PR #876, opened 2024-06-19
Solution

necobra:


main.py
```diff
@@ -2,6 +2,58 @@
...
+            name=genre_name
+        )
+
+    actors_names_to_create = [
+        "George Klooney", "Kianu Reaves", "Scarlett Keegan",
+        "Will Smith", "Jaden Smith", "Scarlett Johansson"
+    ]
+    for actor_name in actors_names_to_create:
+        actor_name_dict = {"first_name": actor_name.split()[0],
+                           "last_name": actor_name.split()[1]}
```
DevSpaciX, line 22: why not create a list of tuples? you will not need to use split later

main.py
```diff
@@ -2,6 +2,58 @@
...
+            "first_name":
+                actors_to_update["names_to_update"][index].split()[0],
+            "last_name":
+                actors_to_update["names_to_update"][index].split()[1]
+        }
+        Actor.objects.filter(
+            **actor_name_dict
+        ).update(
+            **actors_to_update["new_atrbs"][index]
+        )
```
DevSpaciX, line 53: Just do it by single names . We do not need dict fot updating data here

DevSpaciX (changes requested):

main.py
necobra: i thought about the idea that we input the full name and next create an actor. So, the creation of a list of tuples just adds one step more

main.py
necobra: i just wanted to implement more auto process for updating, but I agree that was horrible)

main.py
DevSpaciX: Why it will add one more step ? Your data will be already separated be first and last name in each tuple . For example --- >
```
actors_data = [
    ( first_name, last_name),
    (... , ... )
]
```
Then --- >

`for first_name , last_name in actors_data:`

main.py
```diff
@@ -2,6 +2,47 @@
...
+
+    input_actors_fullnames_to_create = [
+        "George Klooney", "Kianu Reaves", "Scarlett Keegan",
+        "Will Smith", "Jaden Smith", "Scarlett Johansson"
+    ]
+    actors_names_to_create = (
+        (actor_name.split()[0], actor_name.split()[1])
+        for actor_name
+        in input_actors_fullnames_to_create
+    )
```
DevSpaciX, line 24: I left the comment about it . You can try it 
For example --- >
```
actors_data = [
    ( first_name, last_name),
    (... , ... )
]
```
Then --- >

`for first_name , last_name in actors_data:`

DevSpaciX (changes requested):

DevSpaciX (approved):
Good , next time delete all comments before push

TASK REQUIREMENTS:
Every line above that includes the string "about" should be counted, and the answer should be that number only.

YOUR RESPONSE:
2